図5(a)は、テンプルを完全に開いた状態の平面図であり、図5(b)はその正面図であり、図5(C)は、テンプルが閉じる途中あるいは開く途中の状態を示す平面図である。
【0040】
図5(c)に示すように、テンプル24が完全に開いていない状態では、回動規制部24の内側の面はレンズ外側の縁面5c−1から離間している。この状態からテンプル24をさらに開いていくと軸部24Aを軸にして回動規制部44が回動する。
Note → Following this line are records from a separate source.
PR #1298, opened 2023-01-20
[ADD] launching task arrays by selecting multiple files in New Boutiques

### LINKED ISSUE #1201: Re-implement launching task arrays by selecting multiple files in New Boutiques
The old boutiques integrator allowed a user to launch a set of tasks by selecting a bunch of files and leaving one file input blank; multiple tasks were launched and each of them got one file in that input.

The new boutiques integrator forces the user to create a CbrainFileList. I did it like that because I was re writing the launch code form scratch, but I think getting the old behavior to work too would be useful.

If a task has several file inputs, only one can be left blank, of course.

Make sure the 'preview' button's code says the right thing too.

natacha-beck:
Closed #1201


prioux (changes requested):
Double check all his, I really am not sure it works.

natacha-beck:
> Double check all his, I really am not sure it works.

It was tested and seems to work properly when I did the PR. 
I renamed some variable and remove the `next`. I do not see the point of the `next` neither. 

I tested with multiple files selected (3 files selected as inputs --> Produce 3 tasks), I also verify that using a CbrainFileList work ok too.

prioux:
The original 'next nil' statement was meant to replace in-situ a bad userfile ID in a File input.

Your code no longer does that.

Also, instead of looking up each and every file with a `find_accessible_by_user`, why don't you get them all in one shot? That way if you have 1000 file entries you're not going top make 1000 requests to the database.

BrainPortal/app/models/boutiques_portal_task.rb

そして回動規制部44内側の面がレンズ縁面5cに近づき、やがて、図5(a)、図5(b)に示すように回動規制部44の内側の面がレンズ外側の縁面5c−1(凹陥部27の下方で、かつ、凹陥部よりレンズ前面5c側)に接触する。これにより、回動規制部44のこれ以上の回動はレンズ縁面により妨げられるため、この回動規制部44がレンズ縁面に接触するところまでがテンプル24の自然な状態(テンプル24に負荷を掛けない状態)で開く最大角度として規制される。なお、回動規制部44がレンズ縁面に接触した状態から、さらに、テンプル24を開くように力を加えた場合は、テンプル24は通常、弾性を有する材料で形成されているため、軸部24Aのねじれや、幅方向延長部43、側部41B、および、ブリッジ等の撓みにより、側部41Bはそこからある程度拡がり、テンプル24の弾性復元力により装用者の頭部を適度に挟む力を生じさせることができる。
【0041】
次に、レンズ5に眼鏡フレームを取り付ける手順について説明する。
レンズへのブリッジの取り付けは、従来のリムレス眼鏡の保持構造が利用できるので、説明は省略する。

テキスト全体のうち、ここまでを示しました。